Results can also be saved to a .csv file:

In [19]:

Copied!

receptiviti.request("texts to score", "~/Documents/results.csv", overwrite=True)
results = pandas.read_csv("~/Documents/results.csv")
results.iloc[:, :4]
receptiviti.request("texts to score", "~/Documents/results.csv", overwrite=True)
results = pandas.read_csv("~/Documents/results.csv")
results.iloc[:, :4]

Out[19]:

	id	text_hash	summary.word_count	summary.words_per_sentence
0	1	acab8277267d0efee0828f94e0919ddf	3	3

Preserving Results¶

The receptiviti.request function tries to avoid sending texts to the API as much as possible:

As part of the preparation process, it excludes duplicates and invalid texts.
If enabled, it checks the primary cache to see if any texts have already been scored.
- The primary cache is an Arrow database located by the cache augment.
- Its format is determined by cache_format.
- You can skip checking it initially while still writing results to it with cache_overwrite=True.
- It can be cleared with clear_cache=True.
It will check for any responses to previous, identical requests.
- Responses are stored in the receptiviti_request_cache directory of your system's temporary directory (tempfile.gettempdir()).
- You can avoid using this cache with request_cache=False.
- This cache is cleared after a day.

If you want to make sure no texts are sent to the API, you can use make_request=False. This will use the primary and request cache, but will fail if any texts are not found there.

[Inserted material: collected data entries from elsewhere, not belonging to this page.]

PR #762, opened 2023-01-30
Upgrade prototype kit to v13

frankieroberto:
This upgrades the prototype for Apply to [version 13 of the prototype kit](https://prototype-kit.service.gov.uk/docs/whats-new).

Version 13 has some big and breaking changes, so there was a lot to update. I also took the opportunity to clean up and simplify a lot of the code, as that made the upgrade easier (although also harder).

Full list of changes:

* version 13 of prototype kit is now installed as a npm package (previously it wasn't a package dependency)
* the task list now uses the [task list plugin](https://github.com/x-govuk/task-list-component), which is a preview of an upcoming adding to the GOV.UK Design System
* the summary cards now use the code new added to govuk-frontend ([v4.5](https://github.com/alphagov/govuk-frontend/releases/tag/v4.5.0)) instead of custom code
* application data is no longer stored under a unique id within the session data (eg `data.application.1234`) and is instead just directly stored under `data.application`. This allows a lot of the routing code to be removed or simplified, and simplifies a lot of code (no more `applicationValue()` filter needed).
* all of the default session data has been removed. Instead there are now links in the footer which pre-fill applications and do other tasks.
* jQuery has been removed
* all the autocomplete code has been removed, for now, and replaced by their non-javascript fallbacks (either dropdowns or text inputs). Intention is to add this back in later using a plugin.
 * the (out-of-date) list of all providers, courses, subjects and so on has been removed, and replaced with a newer list of accredited providers for next cycle, and a hardcoded list of subjects/courses. This simplifies the code, and is probably good enough for testing, for now.
* the number of layouts has been reduced to just 2 (main and email), with the main one just adding header and footer, and not adding any grid layout or `<form>` tags. This does mean more duplication of code within each view, but I think that’s a bit less confusing and easier to maintain.
* `filters-with-app-context.js` has been removed - these no longer work with v13 of the prototype kit. The need for them has been removed through other refactoring and simplification.
* the javascript functions in `utils/index.js` have all been removed 
* the views and partials have been divided up into distinct folders representing different stages of the process - `application` (pre-submission), `equality-monitoring` (during submission), `survey` (post-submission interstitial)`, `dashboard` (post-submission, awaiting decisions), and `accepted` (once an offer has been accepted). `reference` contains the referee flow.

There’s a good chance that I’ve accidentally broken a few of the flows, but I think I’ve caught all of the main ones.

The footer contains these links which make it possible to quickly complete the application, and to advance to the next state where normally the user would be waiting for someone else to do something:

Screenshot 2023-02-16 at 17 30 50


frankieroberto:
@MaeveRoseveare @MylesJarvis if you have a spare moment, would either of you mind testing this using the review app: https://apply-tt-pr-762.herokuapp.com/

The main aim of this is to tidy up some tech debt and bring the prototype kit up to date so we can benefit from future changes. (If we start doing more design work using the production codebase it may prove to be less important, but let’s see...)

MaeveRoseveare (approved):
This looks good to me. I filled out the application form. Like the task list changes! Is there anything specific I should be looking for besides clicking through?

frankieroberto:
> This looks good to me. I filled out the application form. Like the task list changes! Is there anything specific I should be looking for besides clicking through?

Clicking through is fine. We can always fix anything we’ve missed later.

PR #764, opened 2023-02-17
Updated help text with email address

MaeveRoseveare:
Evidence from validation error logs shows that many candidates get errors when leaving the email address field blank when adding a reference (14,000+ errors as of Feb 2023).

We think this may be because they don't have the email address to hand. Adding "email address" to the intro screen may help by encouraging users to find the email address before starting.

[Trello card](https://trello.com/c/yY1Uy1Oe/1163-update-the-content-on-the-references-section-initial-page-to-make-it-clearer-that-youll-need-the-email-addresses-of-the-2-people)

Screenshot 2023-02-17 at 14 33 35


app/views/application/references/index.html
```diff
@@ -15,7 +15,7 @@
     <div class="govuk-grid-column-two-thirds">
       <h1 class="govuk-heading-l">{{ title }}</h1>
 
-      <p class="govuk-body">You need to give details of 2 people who can give a reference for you. They’ll be only be contacted if you accept an offer.</p>
+      <p class="govuk-body">You need to give the email address of 2 people who can give a reference for you. They’ll be only be contacted if you accept an offer.</p>
```
frankieroberto, line 18: When [copying this change to the production codebase](https://github.com/DFE-Digital/apply-for-teacher-training/pull/7952), I realised there’s a typo here ("be only be" 🤦) and also on production it says "an offer on a course" rather than "an offer" – not sure which of those is better?

```suggestion
      <p class="govuk-body">You need to give the email address of 2 people who can give a reference for you. They’ll only be contacted if you accept an offer on a course..</p>
```

frankieroberto (changes requested):

app/views/application/references/index.html
MaeveRoseveare: I think 'on a course' is better! Good spot!

app/views/application/references/index.html
```diff
@@ -15,7 +15,7 @@
     <div class="govuk-grid-column-two-thirds">
       <h1 class="govuk-heading-l">{{ title }}</h1>
 
-      <p class="govuk-body">You need to give details of 2 people who can give a reference for you. They’ll be only be contacted if you accept an offer.</p>
+      <p class="govuk-body">You need to give the email address of 2 people who can give a reference for you. They’ll only be contacted if you accept an offer on a course..</p>
```
MaeveRoseveare, line 18:
```suggestion
      <p class="govuk-body">You need to give the email address of 2 people who can give a reference for you. They’ll only be contacted if you accept an offer on a course.</p>
```

frankieroberto (approved):

PR #788, opened 2023-05-24
Add navigation bar and change header

frankieroberto:
This adds a navigation bar to the candidate interface, even though it only has 1 item in it for now (plus "sign out"). This is to enable further items to be added when continuous applications is launched.

🗂️ [Trello card](https://trello.com/c/wFS59p9L/1502-design-the-candidate-navigation-bar)

Changes:

* No longer show email address in black header bar
* Move sign out link from black header bar to grey navigation bar, aligned right
* Add "Your application(s)" as the first (and only) navigation item, and show it as selected.

Note: For now, the capitalisation of "Your application(s)" should follow the convention used on the service, which is:

* singular when not yet submitted
* singular if submitted but there was only 1 course chocie
* plural if submitted and there were 2+ course choices
* singular when an offer has been accepted

### Before

Screenshot 2023-05-24 at 13 57 42

### After

Screenshot 2023-05-24 at 15 23 01

### DIFF
--- a/app/assets/sass/application.scss
+++ b/app/assets/sass/application.scss
@@ -5,6 +5,7 @@
 @import "components/section";
 @import "components/phase-banner";
 @import "components/header";
+@import "components/secondary-nav";
 
 .govuk-body {
   word-wrap: break-word;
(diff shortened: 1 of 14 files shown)


JR-G (approved):
🧑‍🎨

MylesJarvis (approved):

PR #810, opened 2023-07-07
Fixed 'withdrawal' and 'remove' link on application page

MaeveRoseveare:
I noticed on the prototype when an application is in "offer received' status, the link says 'Remove', but it should say 'Withdraw"
Small fix to update that.

**BEFORE:**
Screenshot 2023-07-07 at 09 47 13

**AFTER:**
Screenshot 2023-07-07 at 09 42 00


Kateharries (approved):
Looks great

PR #811, opened 2023-07-07
Match content on prototype to production

MaeveRoseveare:
We designed this page immediately on production but did not update the prototype. Small change to match the H1 and navigation tab content so people don't get confused.

This page shows when a candidate has accepted an offer, but if still waiting for their conditions to be met.

**BEFORE:**

Screenshot 2023-07-07 at 12 12 50

**AFTER:**

Screenshot 2023-07-07 at 12 12 18


Kateharries (approved):
Looks good :)

PR #814, opened 2023-07-12
Add designs for editing information after submission in Apply prototype

lsalivonaite-transform:
https://trello.com/c/zgdjm6SQ/340-apply-add-designs-for-editing-information-after-submission-in-apply-prototype

Also, fixed the 'complete/incomplete' tags

### DIFF
--- a/app/views/details/index.html
+++ b/app/views/details/index.html
@@ -25,7 +25,7 @@
         })}}
   {% else %}
    {{govukTag({
-          text: "Incompleted",
+          text: "Incomplete",
           classes: "govuk-tag--grey"
         })}}
   {% endif %}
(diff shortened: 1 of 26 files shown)


app/views/details/index.html
```diff
@@ -4,20 +4,34 @@
...
+{% endmacro %} #}
+
+{% macro tagTextForSection(completed=false) %}
+  {% if completed %}
+    {{govukTag({
+          text: "Completed"
+        })}}
+  {% else %}
+   {{govukTag({
+          text: "Incompleted",
```
MaeveRoseveare, line 28:
```suggestion
          text: "Incomplete",
```

MaeveRoseveare (changes requested):
Looks grand! I just noticed 2 things that I think we should remove.

1. On references (I know we said we shouldn't but now I think we should, SORRY)
Can we remove the grey button when they can't edit the section:

Screenshot 2023-07-13 at 11 27 54

2. On 'Other qualifications' - same thing can we remove the grey button when they can't edit:

Screenshot 2023-07-13 at 11 28 32

MaeveRoseveare (approved):

PR #817, opened 2023-07-31
Remove links from footer

MaeveRoseveare:
Small fix to remove redundant link from the footer of the prototype as it was confusing people.

Also changed content from 'Manage prototype' to 'Manage this prototype' because it sounded like we're talking about the Manage service.

**Before:**
Screenshot 2023-07-31 at 16 31 18

**After:**

Screenshot 2023-07-31 at 16 31 07

### DIFF
--- a/app/views/layouts/main.html
+++ b/app/views/layouts/main.html
@@ -72,7 +72,7 @@
       items: [
         {
           href: "/manage-prototype",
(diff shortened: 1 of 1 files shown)


lsalivonaite-transform (approved):
All good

If a call fails before results can be written to the cache or returned, all received responses will still be in the request cache, but those will be deleted after a day.

Handling Big Data¶

The receptiviti.request function will handle splitting texts into bundles, so the limit on how many texts you can process at once will come down to your system's amount of random access memory (RAM). Several thousands of texts should be fine, but getting into millions of texts, you may not be able to have all of the results loaded at once. To get around this, you can fully process subsets of your texts.

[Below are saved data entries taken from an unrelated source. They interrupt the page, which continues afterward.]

PR #19, opened 2021-11-10
Created UART input logic and placeholder movement function declarations

chasesza:


firmware/arduino/chessboard/uart.ino
```diff
@@ -0,0 +1,62 @@
...
+                    move_straight(buffer[1] - 'a', buffer[2] - '0', buffer[3] - 'a', buffer[4] - '0');
+                    break;
+                case 1:
+                    //move_to_graveyard(int startRow, int startCol, char color, char type)
+                    move_to_graveyard(buffer[1] - 'a', buffer[2] - '0', buffer[3], buffer[4]);
+                    break;
+                case 2:
+                    //Args: piece color (b/w), kingside or queenside (-/0) 
+                    //castle(char color, char side)
+                    castle(buffer[1], buffer[3]);
```
nashirj, line 45: You should also have something here about queenside versus kingside castling

chasesza: Right now I'm just passing the - or 0 to the castle function that we're going to create in the future. 

I was leaning towards keeping the communications part of the code as simple as possible and handling queenside/kingside and white/black in the movement function.

Do you or @LSaber36 have a preference as to where it's handled?

LSaber36: I agree, we want to separate the logic from the moves if possible. That's my opinion at least.

LSaber36: Also, all of the ESP32 code to be on one file. It's okay to make changes to the main code as long as it's in your branch, where it's safe.

LSaber36: This code should focus on receiving the UART bytes first and foremost, with interpreting them after. The first step is storing the bytes in a byte array of a set size, which I believe we said was 6.

nashirj: I think putting the message parsing code in a separate place is a good idea. Also, I understand what you are doing now, thanks for clarifying.

firmware/arduino/chessboard/uart.ino
```diff
@@ -0,0 +1,62 @@
...
+            buffer[byteNum] = incomingByte;
+        }
+
+        //Check if the buffer is full, process input
+        if (byteNum == 4)
+        {
+            //Reset buffer position
+            byteNum = -1;
+
+            //Process input
```
nashirj, line 31: Per our other thread, here would be a good spot to call a helper function to parse the message. Something like `parseMessageFromPi(&buffer)` and maybe that can return a bool which you can use to tell whether the message was valid or not (maybe bytes got lost etc).

firmware/arduino/chessboard/uart.ino
```diff
@@ -0,0 +1,62 @@
...
+
+        //Reset buffer position
+        if (incomingByte == '~')
+        {
+            byteNum = 0;
+        }
+        //Add byte to buffer
+        else if (byteNum != -1)
+        {
+            buffer[byteNum] = incomingByte;
```
nashirj, line 22: This can be `buffer[byteNum++] = incomingByte` and then the last if statement can be removed

firmware/arduino/chessboard/uart.ino
nashirj: When you make the `castle` function, can you make it clear what you're doing? A simple comment saying exactly what you explained here would be perfect

nashirj (commented):
Looks really good thanks for getting this started

firmware/arduino/chessboard/uart.ino
chasesza: > Also, all of the ESP32 code to be on one file. It's okay to make changes to the main code as long as it's in your branch, where it's safe.

I think we're better off using multiple files to avoid merge conflicts. The Arduino IDE automatically combines them, and it won't cause any issues as long as we declare functions in the primary chessboard.ino file.

firmware/arduino/chessboard/uart.ino
chasesza: I just did this, but I don't want to mark the conversation resolved until you've had a chance to look at it.

nashirj: Looks great

firmware/arduino/chessboard/uart.ino
```diff
@@ -0,0 +1,84 @@
...
+    }
+}
+
+bool parse_message_from_pi(char * message)
+{
+    //Move types 0 and 3 are valid for the same range of values
+    if (message[0] == 0 || message[0] == 3)
+    {
+        //Check that the inputs are in a valid range
+        if (message[1] < 'a' || message[1] > 'h' || message[2] < '0' ||  message[2] > '8' || message[3] < 'a' || message[3] > 'h' || message[4] < '0' ||  message[4] > '8')
```
nashirj, line 44: I think here you want to check if the values at 2 and 4 are in range [1,8] inclusive rather than [0, 8]. Same comment below

firmware/arduino/chessboard/chessboard.ino
```diff
@@ -59,4 +59,16 @@ void loop()
...
+// Function Declarations
+
+
+// Message Parsing
+bool parse_message_from_pi(char * buffer);
+
+// Piece Movement
+void move_straight(int startRow, int startCol, int endRow, int endCol);
+void move_to_graveyard(int startRow, int startCol, char color, char type);
+void castle(char color, char queenside_or_kingside);
```
nashirj, line 73: I like the parameter name, makes it more clear, thanks again

firmware/arduino/chessboard/uart.ino
nashirj: I didn't know you can do that! That's pretty cool. I think it will make things cleaner if we can have things in separate files; will lead to 1) fewer merge conflicts and 2) easier to understand code IMO

firmware/arduino/chessboard/uart.ino
chasesza: Good catch. Thanks!

nashirj:
LGTM, I am OK with you merging this in if @LSaber36 is ok with it

PR #21, opened 2021-11-12
Adds simple CNN example for MNIST dataset

JuddBE:
Basic CNN example with 1 input channel and some comments to help explain important steps.


nashirj:
Looks great, I'm fine with you merging it in

PR #26, opened 2021-11-14
added a few stepper setup functions

adenm-10:


LSaber36:
Aden and I updated the code to use motor arrays to group pins, use preprocessors, and make the code more efficient by reducing  redundancy and increasing code reusability.

PR #35, opened 2021-11-17
Firmware function updates and organization

adenm-10:


firmware/arduino/chessboard/uart.ino
```diff
@@ -1,84 +1,92 @@
 char incomingByte;
 char  buffer[5];
```
LSaber36, line 2: there's an extra space between char and buffer

firmware/arduino/chessboard/uart.ino
```diff
@@ -1,84 +1,92 @@
...
             parseMessageFromPi(buffer);
         }
     }
 }
 
 bool parseMessageFromPi(char * message)
 {
-    //Move types 0 and 3 are valid for the same range of values
+    // Move types 0 and 3 are valid for the same range of values
     if (message[0] == 0 || message[0] == 3)
```
LSaber36, line 41: So this is a change I want you to make for all of these, but when you see any comparator operators, like ==, && and ||, use two spaces between the operator and the arguments. For example...
Good  if (boolean1  &&  boolean2)
Bad     if (boolean1 && boolean2)

LSaber36: It just makes it slightly easier to read

firmware/arduino/chessboard/uart.ino
```diff
@@ -1,84 +1,92 @@
...
 
     }
     else if (message[0] == 1)
     {
-        //Check validity for the first 3 bytes
-        if (message[1] < 'a' || message[1] > 'h' || message[2] < '1' ||  message[2] > '8' || ((message[3] != 'b') && message[3] != 'w'))
+        // Check validity for the first 3 bytes
+        if (message[1] < 'a' || message[1] > 'h' 
+           || message[2] < '1' ||  message[2] > '8' 
+           || ((message[3] != 'b') && message[3] != 'w'))
```
LSaber36, line 65: There are two extra sets of parenthesis here. They should be removed since the arguments are the same format as the rest of the comparisons and none of the other ones have these wack parenthesis.

firmware/arduino/chessboard/uart.ino
```diff
@@ -1,84 +1,92 @@
...
         moveToGraveyard(message[1] - 'a', message[2] - '1', message[3], message[4]);        
     }
     else if (message[0] == 2)
     {
-        //Check input validity
-        if (!(message[1] == 'b' || message[1] == 'w') || message[2] != '0' || message[4] != '0' || !(message[3] == '0' || message[3] == '-'))
+        // Check input validity
+        if (!(message[1] == 'b' || message[1] == 'w') 
+           || message[2] != '0' || message[4] != '0' 
+           || !(message[3] == '0' || message[3] == '-'))
```
LSaber36, line 81: @chasesza why did you do another negation here? Would it make less sense to move that out of the initial negation? It's up to you but I'm suggesting turing !(a  ||  !(b  ||  c)) into !a  &&  (b  ||  c)
Where a is that first set of stuff.

chasesza: I think it's more readable if we check that it's !( the valid options) for each character.

Also, there isn't a double not the way you listed. It's !(a || b) || c || d || !(e || f)

LSaber36: Ohhhhh, my bad, I misread that. Then this is all good.

nashirj: It might be easier to read if you do `(!a && !b)` for the two cases where you currently have `!(a || b)` to distinguish it from the other conditions you're checking. That way each condition is separated by an `||`

firmware/arduino/chessboard/motorDriver.ino
```diff
@@ -25,6 +25,17 @@ void moveMotor(int motor[], int steps, int dir)
...
 
+void moveSpaces(int motor[], int spaces, int dir)
+{
+  int i;
+
+  digitalWrite(MOTOR_SLEEP, HIGH)
+  digitalWrite(MOTOR_RESET, HIGH)
+  digitalWrite(MOTOR_ENABLE, LOW)
+
+  for(i=0; i < )
```
LSaber36: So this isn't bad cuz I won't merge the PR until the code compiles and everything, but try to avoid committing code that will break compilation or doesn't make sense.

firmware/arduino/chessboard/motorDriver.ino
```diff
@@ -29,13 +29,49 @@ void moveSpaces(int motor[], int spaces, int dir)
 {
   int i;
 
-  digitalWrite(MOTOR_SLEEP, HIGH)
-  digitalWrite(MOTOR_RESET, HIGH)
-  digitalWrite(MOTOR_ENABLE, LOW)
+// How many steps per space
+  float stepsPerSquare = 200; //subject to change, motor turns 1.8degrees/step and 200 steps/full revolution
```
LSaber36, line 33: For modularity, I would suggest making this a variable that's calculated once in setup. It would use #defines to do so. That way, we can change it easily, since it's a magic number rn. 
I imagine the calculation would be something like:
stepsPerSquare = MILLIMETERS_PER_SQUARE * STEPS_PER_MILIMETER;

firmware/arduino/chessboard/motorDriver.ino
```diff
@@ -29,13 +29,49 @@ void moveSpaces(int motor[], int spaces, int dir)
...
+  float numSteps = spaces * stepsPerSquare;
```
LSaber36, line 34: This should stay since it's unique to the function call.

firmware/arduino/chessboard/motorDriver.ino
```diff
@@ -29,13 +29,49 @@ void moveSpaces(int motor[], int spaces, int dir)
 {
   int i;
 
-  digitalWrite(MOTOR_SLEEP, HIGH)
-  digitalWrite(MOTOR_RESET, HIGH)
-  digitalWrite(MOTOR_ENABLE, LOW)
+// How many steps per space
```
LSaber36, line 32: This comment should be on the same indent level as the code around it

firmware/arduino/chessboard/motorDriver.ino
```diff
@@ -29,13 +29,49 @@ void moveSpaces(int motor[], int spaces, int dir)
...
+  float numSteps = spaces * stepsPerSquare;
 
-  for(i=0; i < )
+  digitalWrite(MOTOR_SLEEP, HIGH);
+  digitalWrite(MOTOR_RESET, HIGH);
+  digitalWrite(MOTOR_ENABLE, LOW);
+
+  digitalWrite(motor[1], dir);
+
+  for(i=0; i < numSteps; i++);
```
LSaber36, line 42: This is nitpicky, but use i = 0 here

firmware/arduino/chessboard/motorDriver.ino
```diff
@@ -29,13 +29,49 @@ void moveSpaces(int motor[], int spaces, int dir)
...
+    digitalWrite(motor[0], HIGH);
+  }
 
 }
+
+void moveDiaganol(int motor[], int dir, int spaces)
+{
+  int i;
+
+  float stepsPerSquare = 200; //similary subject to change as above function dictation, same number as above though
```
LSaber36, line 55: Same as above

LSaber36, line 55: I would put this comment above this line since it's long, and it needs a space after the //

firmware/arduino/chessboard/motorDriver.ino
```diff
@@ -29,13 +29,49 @@ void moveSpaces(int motor[], int spaces, int dir)
...
+  float numSteps = spaces * stepsPerSquare;
+
+  digitalWrite(MOTOR_SLEEP, HIGH);
+  digitalWrite(MOTOR_RESET, HIGH);
+  digitalWrite(MOTOR_ENABLE, LOW);
+
+  digitalWrite(xMotor[1], dir);
+  digitalWrite(yMotor[1], dir);
+
+  for(i=0; i < numSteps; i++)
```
LSaber36, line 65: Same as above

firmware/arduino/chessboard/chessboard.ino
```diff
@@ -36,6 +36,11 @@ int yMotor[4] = {MOTOR2_STEP_PIN, MOTOR2_DIR, MOTOR2_MS1, MOTOR2_MS2};
 #define Y_AXIS_ENDSTOP_SWITCH 32
 #define CHESS_TIMER_BUTTON 4
 
+// Distance Definitions
+#define MILLIMETERS_PER_SQUARE 200
+#define STEPS_PER_MILLIMETER 200
+float stepsPerSpace = MILLIMETERS_PER_SQUARE * STEPS_PER_MILLIMETER;
```
nashirj, line 42: I'll defer to @LSaber36 's opinion on this, but 1) stepsPerSpace should probably be constant since it doesn't change during the program, and 2) since it's a global constant maybe it should be named STEPS_PER_SPACE

LSaber36: It will be a constant, but I suggested this so we would have less calculations to do outside of the program. If we need to fine tune that, which I'm pretty sure we will, we'd need to calculate that outside of the program. That's why I suggested doing it this way. The cost is negligible since it's only one float and calculations only show up during setup()

nashirj: I just meant making it `const float STEPS_PER_SPACE` instead of what it is now! So it's clear in the program that it is not a variable

firmware/arduino/chessboard/motorDriver.ino
```diff
@@ -24,7 +25,54 @@ void moveMotor(int motor[], int steps, int dir) {
...
+  for(i = 0; i < numSteps; i++);
+  {
+    digitalWrite(motor[0], LOW);
+    delay(1);  // 1 milliSecond
+    digitalWrite(motor[0], HIGH);
+  }
+
+}
+
+void moveDiaganol(int motor[], int dir, int spaces)
```
LSaber36, line 50: should be moveDiagonal

firmware/arduino/chessboard/chessboard.ino
```diff
@@ -36,6 +36,10 @@ int yMotor[4] = {MOTOR2_STEP_PIN, MOTOR2_DIR, MOTOR2_MS1, MOTOR2_MS2};
...
```
LSaber36, line 42: if you compile with arduino, it'll probably give you an error about this. I believe you need to split up the variable declaration and assignment. The assignment should be in setup if it doesn't work here.

firmware/arduino/chessboard/motorDriver.ino
```diff
@@ -24,7 +25,54 @@ void moveMotor(int motor[], int steps, int dir) {
...
+{
+  int i;
+
+  // similary subject to change as above function dictation, same number as above though
+  float numSteps = spaces * stepsPerSquare;
```
LSaber36, line 55: should this be stepsPerSpace?

LSaber36: I believe this will also raise an error with arduino, since stepsPerSquare no longer exists.

firmware/arduino/chessboard/chessboard.ino
```diff
@@ -36,6 +36,10 @@ int yMotor[4] = {MOTOR2_STEP_PIN, MOTOR2_DIR, MOTOR2_MS1, MOTOR2_MS2};
 #define Y_AXIS_ENDSTOP_SWITCH 32
 #define CHESS_TIMER_BUTTON 4
 
+// Distance Definitions
+#define MILLIMETERS_PER_SQUARE 200
+#define STEPS_PER_MILLIMETER 200
```
LSaber36, line 41: I believe this should be 5

firmware/arduino/chessboard/chessboard.ino
```diff
@@ -36,6 +36,10 @@ int yMotor[4] = {MOTOR2_STEP_PIN, MOTOR2_DIR, MOTOR2_MS1, MOTOR2_MS2};
 #define Y_AXIS_ENDSTOP_SWITCH 32
 #define CHESS_TIMER_BUTTON 4
 
+// Distance Definitions
+#define MILLIMETERS_PER_SQUARE 200
```
LSaber36, line 40: this should be 63, since that's around how many steps are in 2.5 inches. We'll end up making the board squares based on millimeters anyway so it'll line up nicely.

PR #38, opened 2021-11-19
Restructured computer vision directory

nashirj:
This PR puts all jupyter notebooks in a centralized place and updated name of notebooks to better reflect what each notebook does. I didn't change any of the code.


nashirj:
little does he know I actually deleted the whole repository

ryan-msg

PR #43, opened 2021-11-20
Game loop v1

nashirj:


nashirj:
After talking with Lucas and Chase offline, we decided to update the OpCode to not have a move for castling, as this would require having the Arduino orchestrate two moves. Instead, we'll use two distinct move commands, one direct move without collision avoiding `SimpleMove` and one indirect move with collision avoiding `MovePieceAlongSquareEdges`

A benefit of processing more texts at once is that requests can be parallelized, but this is more RAM intensive, and the primary cache is updated less frequently (as it is updated only at the end of a complete run).

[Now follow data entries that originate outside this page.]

PR #48, opened 2021-11-23
updated index.html and script.js to provide a console output of the m…

RuthShryock:
…oves

### DIFF
--- a/web-app/web-frontend/script.js
+++ b/web-app/web-frontend/script.js
@@ -2,43 +2,19 @@
 // https://github.com/jhlywa/chess.js
 
 var board = null
-var $board = $('#myBoard')
 var game = new Chess()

You could also parallelize your own batches, but be sure to set cores to 1 (to disable the function's parallelization) and do not enable the primary cache (to avoid attempting to read from the cache while it is being written to by another instance).

Not using the primary cache is also more efficient, but you may want to ensure you are not sending duplicate texts between calls. The function handles duplicate texts within calls (only ever sending unique texts), but depends on the cache to avoid sending duplicates between calls.